-- EXTRACTED INFORMATION follows --

PR #328, opened 2020-07-31
Workaround OneCycleLR state_dict bug

mrcslws:
Workaround for https://github.com/pytorch/pytorch/issues/42376. Avoids running into this issue in future checkpoints. Adds a script for repairing existing checkpoints.

### DIFF
--- a/nupic/research/frameworks/pytorch/imagenet/imagenet_experiment.py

-- EXTRACTED INFORMATION concluded --

All lines of the records above with the word "pytorch" in them are to be copied.

**WRITTEN ANSWER**:
Workaround for https://github.com/pytorch/pytorch/issues/42376. Avoids running into this issue in future checkpoints. Adds a script for repairing existing checkpoints.
--- a/nupic/research/frameworks/pytorch/imagenet/imagenet_experiment.py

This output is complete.